Extracted records |
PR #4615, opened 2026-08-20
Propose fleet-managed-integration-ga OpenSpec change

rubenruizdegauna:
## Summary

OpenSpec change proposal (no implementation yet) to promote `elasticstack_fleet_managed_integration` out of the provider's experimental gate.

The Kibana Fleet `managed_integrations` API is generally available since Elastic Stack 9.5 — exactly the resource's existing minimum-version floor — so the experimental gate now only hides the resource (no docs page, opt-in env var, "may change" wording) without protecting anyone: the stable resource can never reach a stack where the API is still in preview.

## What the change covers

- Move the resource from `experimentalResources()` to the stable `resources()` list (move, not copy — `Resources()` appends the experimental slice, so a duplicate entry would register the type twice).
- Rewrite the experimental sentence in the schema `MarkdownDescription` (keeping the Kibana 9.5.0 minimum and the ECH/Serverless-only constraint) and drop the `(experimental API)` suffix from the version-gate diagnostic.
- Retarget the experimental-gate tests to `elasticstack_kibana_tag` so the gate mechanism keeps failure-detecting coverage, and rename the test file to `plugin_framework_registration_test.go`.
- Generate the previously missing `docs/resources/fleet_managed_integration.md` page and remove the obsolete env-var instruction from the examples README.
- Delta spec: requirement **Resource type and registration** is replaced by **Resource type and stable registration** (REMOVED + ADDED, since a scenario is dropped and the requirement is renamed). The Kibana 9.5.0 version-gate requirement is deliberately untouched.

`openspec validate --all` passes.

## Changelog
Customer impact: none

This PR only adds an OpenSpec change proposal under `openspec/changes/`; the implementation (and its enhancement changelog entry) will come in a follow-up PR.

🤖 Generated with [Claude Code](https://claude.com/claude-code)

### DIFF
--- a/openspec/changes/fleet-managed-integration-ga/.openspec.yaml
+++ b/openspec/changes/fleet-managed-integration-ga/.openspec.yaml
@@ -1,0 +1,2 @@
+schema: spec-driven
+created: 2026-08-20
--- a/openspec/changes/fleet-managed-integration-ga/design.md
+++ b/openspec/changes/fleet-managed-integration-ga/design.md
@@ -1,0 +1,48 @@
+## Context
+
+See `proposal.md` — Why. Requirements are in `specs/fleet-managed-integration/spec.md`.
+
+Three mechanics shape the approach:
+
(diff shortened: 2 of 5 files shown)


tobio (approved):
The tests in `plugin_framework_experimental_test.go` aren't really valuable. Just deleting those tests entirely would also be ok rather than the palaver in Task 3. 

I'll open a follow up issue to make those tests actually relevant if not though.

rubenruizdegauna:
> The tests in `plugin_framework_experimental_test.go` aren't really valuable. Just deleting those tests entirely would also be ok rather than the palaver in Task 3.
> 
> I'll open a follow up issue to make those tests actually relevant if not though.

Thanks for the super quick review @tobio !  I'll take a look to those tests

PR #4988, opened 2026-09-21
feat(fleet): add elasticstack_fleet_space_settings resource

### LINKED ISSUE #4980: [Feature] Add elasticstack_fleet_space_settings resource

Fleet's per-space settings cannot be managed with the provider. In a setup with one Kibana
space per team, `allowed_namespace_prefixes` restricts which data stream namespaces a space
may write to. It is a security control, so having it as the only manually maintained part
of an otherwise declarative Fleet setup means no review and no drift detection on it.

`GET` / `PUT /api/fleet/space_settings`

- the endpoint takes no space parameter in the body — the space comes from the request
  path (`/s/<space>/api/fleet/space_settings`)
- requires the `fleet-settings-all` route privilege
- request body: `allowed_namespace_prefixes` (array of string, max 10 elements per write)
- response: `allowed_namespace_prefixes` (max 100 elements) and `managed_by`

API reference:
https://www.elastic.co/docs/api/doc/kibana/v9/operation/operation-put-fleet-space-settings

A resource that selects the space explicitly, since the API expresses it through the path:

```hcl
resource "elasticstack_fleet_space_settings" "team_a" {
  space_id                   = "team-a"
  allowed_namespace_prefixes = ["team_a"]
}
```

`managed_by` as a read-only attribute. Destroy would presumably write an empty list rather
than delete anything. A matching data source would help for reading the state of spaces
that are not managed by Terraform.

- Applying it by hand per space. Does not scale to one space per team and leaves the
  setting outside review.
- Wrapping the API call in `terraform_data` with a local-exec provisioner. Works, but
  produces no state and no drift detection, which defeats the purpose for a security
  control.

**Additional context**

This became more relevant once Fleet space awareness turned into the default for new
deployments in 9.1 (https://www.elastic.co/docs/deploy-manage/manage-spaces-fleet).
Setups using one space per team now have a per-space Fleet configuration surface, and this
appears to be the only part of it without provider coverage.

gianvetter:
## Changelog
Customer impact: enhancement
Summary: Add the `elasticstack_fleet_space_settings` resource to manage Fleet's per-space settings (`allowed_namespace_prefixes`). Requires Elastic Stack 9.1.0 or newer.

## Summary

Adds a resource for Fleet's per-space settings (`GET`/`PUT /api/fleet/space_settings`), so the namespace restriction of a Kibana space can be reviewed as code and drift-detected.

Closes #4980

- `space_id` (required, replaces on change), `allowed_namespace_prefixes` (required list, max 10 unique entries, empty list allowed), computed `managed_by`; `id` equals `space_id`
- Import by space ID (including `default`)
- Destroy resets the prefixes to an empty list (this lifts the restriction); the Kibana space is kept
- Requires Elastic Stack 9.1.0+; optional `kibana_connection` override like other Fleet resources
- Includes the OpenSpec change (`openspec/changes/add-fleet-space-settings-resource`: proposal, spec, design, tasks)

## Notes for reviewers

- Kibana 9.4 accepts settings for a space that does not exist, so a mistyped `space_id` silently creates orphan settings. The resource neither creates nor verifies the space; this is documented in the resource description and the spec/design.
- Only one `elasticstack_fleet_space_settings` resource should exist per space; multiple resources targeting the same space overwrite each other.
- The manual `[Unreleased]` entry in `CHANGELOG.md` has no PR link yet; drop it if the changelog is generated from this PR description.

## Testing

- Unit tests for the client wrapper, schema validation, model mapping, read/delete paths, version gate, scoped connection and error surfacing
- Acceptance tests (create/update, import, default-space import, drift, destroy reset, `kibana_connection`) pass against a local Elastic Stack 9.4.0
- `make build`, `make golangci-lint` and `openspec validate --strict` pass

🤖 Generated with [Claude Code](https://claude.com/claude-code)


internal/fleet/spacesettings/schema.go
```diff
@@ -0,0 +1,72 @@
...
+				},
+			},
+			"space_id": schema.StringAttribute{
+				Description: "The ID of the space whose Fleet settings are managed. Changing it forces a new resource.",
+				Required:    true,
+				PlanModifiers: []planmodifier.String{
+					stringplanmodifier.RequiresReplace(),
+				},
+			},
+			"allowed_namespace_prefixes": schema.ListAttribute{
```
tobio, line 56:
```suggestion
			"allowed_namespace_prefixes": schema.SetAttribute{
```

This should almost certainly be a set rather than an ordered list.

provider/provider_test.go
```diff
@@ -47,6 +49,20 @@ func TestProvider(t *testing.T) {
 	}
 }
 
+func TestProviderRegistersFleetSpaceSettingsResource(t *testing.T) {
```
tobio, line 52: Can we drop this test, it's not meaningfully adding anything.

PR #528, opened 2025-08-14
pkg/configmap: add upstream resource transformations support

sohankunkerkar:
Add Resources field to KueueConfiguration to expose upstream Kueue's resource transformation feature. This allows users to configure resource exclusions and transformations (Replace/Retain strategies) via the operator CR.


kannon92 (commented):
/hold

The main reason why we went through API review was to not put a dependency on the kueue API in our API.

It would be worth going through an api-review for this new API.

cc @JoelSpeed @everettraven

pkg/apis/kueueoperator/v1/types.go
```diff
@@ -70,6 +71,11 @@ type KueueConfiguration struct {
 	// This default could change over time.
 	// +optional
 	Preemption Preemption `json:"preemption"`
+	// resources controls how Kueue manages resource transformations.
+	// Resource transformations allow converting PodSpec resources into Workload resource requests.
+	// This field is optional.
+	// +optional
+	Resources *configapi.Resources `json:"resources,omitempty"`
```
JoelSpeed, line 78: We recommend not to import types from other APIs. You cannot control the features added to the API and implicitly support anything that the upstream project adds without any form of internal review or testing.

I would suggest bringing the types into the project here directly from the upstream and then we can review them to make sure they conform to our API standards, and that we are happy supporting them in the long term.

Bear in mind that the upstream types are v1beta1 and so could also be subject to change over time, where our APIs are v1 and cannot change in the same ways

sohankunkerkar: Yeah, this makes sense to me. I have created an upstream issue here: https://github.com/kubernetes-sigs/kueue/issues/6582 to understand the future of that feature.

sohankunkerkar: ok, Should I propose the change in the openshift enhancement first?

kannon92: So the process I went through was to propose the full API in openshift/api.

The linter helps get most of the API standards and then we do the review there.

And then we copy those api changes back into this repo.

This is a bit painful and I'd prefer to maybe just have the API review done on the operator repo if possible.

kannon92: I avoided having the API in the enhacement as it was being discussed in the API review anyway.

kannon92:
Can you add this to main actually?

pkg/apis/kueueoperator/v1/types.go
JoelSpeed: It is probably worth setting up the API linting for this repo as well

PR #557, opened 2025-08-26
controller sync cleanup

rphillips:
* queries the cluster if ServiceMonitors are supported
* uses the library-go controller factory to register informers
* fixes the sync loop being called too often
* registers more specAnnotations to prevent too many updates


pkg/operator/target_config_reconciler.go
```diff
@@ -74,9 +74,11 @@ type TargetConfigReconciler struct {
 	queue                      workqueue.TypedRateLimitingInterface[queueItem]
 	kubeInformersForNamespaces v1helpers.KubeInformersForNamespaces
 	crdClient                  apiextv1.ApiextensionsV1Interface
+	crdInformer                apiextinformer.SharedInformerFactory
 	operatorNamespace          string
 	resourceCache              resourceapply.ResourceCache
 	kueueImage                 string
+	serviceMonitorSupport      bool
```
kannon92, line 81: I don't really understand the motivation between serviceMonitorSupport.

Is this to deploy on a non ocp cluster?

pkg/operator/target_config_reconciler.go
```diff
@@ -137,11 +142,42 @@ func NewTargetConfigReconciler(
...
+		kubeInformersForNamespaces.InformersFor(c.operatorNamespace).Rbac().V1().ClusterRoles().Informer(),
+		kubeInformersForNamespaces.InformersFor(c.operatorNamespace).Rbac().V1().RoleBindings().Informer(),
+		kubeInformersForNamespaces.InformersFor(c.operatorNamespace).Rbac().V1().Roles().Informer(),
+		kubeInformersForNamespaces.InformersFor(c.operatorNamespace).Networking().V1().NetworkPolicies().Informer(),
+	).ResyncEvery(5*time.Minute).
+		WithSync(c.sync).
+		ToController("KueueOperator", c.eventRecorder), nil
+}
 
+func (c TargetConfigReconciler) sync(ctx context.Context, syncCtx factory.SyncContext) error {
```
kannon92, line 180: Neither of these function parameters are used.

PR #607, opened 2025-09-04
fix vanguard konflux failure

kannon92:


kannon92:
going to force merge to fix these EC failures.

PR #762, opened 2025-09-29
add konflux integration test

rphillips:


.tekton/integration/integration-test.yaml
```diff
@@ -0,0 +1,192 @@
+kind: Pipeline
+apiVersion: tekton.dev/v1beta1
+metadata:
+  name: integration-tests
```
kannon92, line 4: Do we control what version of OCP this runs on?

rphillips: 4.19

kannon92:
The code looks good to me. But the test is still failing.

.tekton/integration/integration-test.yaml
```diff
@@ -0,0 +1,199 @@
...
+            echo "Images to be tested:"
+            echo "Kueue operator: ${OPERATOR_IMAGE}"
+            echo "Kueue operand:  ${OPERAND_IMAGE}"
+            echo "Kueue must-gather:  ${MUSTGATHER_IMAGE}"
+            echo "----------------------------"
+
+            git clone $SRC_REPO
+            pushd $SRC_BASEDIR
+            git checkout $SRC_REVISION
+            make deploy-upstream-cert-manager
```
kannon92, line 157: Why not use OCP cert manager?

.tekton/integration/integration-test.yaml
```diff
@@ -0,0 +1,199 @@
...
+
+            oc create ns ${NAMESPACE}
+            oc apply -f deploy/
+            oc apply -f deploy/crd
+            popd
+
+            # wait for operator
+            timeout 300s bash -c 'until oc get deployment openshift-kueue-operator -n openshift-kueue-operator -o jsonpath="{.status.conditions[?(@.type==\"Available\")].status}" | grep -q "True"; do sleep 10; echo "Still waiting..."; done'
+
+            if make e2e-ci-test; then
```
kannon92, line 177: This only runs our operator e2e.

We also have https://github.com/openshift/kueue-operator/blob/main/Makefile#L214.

Task goal | From the entries above, copy out every line where the string "tests" appears.

Solution below |
- Retarget the experimental-gate tests to `elasticstack_kibana_tag` so the gate mechanism keeps failure-detecting coverage, and rename the test file to `plugin_framework_registration_test.go`.
The tests in `plugin_framework_experimental_test.go` aren't really valuable. Just deleting those tests entirely would also be ok rather than the palaver in Task 3. 
I'll open a follow up issue to make those tests actually relevant if not though.
> The tests in `plugin_framework_experimental_test.go` aren't really valuable. Just deleting those tests entirely would also be ok rather than the palaver in Task 3.
> I'll open a follow up issue to make those tests actually relevant if not though.
Thanks for the super quick review @tobio !  I'll take a look to those tests
- Unit tests for the client wrapper, schema validation, model mapping, read/delete paths, version gate, scoped connection and error surfacing
- Acceptance tests (create/update, import, default-space import, drift, destroy reset, `kibana_connection`) pass against a local Elastic Stack 9.4.0
+  name: integration-tests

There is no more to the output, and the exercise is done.